Which lines of the listing hold the string "LogSigmoid"? Copy those lines.

• **Data listing**
◆ ◆ ◆ ◆

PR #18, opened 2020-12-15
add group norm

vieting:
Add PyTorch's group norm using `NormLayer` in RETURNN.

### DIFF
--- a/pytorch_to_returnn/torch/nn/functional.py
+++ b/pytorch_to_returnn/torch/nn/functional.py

◆ ◆ ◆ ◆

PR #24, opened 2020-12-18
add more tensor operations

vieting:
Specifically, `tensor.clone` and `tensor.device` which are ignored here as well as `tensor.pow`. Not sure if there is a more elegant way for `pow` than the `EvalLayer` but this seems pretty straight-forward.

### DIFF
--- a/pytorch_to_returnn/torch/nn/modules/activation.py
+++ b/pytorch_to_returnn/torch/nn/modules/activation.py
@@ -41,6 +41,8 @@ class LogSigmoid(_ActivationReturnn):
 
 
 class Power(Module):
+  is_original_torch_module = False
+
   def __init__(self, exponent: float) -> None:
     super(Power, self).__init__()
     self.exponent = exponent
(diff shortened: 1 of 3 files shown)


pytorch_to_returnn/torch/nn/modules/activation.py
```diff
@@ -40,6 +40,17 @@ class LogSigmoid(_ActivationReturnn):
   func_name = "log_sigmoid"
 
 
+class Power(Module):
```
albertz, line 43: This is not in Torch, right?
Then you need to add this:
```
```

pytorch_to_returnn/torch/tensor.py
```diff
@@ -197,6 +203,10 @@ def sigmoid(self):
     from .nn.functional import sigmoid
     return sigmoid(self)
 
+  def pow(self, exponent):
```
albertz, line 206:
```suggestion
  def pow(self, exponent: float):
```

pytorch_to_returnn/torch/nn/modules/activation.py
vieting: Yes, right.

◆ ◆ ◆ ◆

• **Your response**
@@ -41,6 +41,8 @@ class LogSigmoid(_ActivationReturnn):
@@ -40,6 +40,17 @@ class LogSigmoid(_ActivationReturnn):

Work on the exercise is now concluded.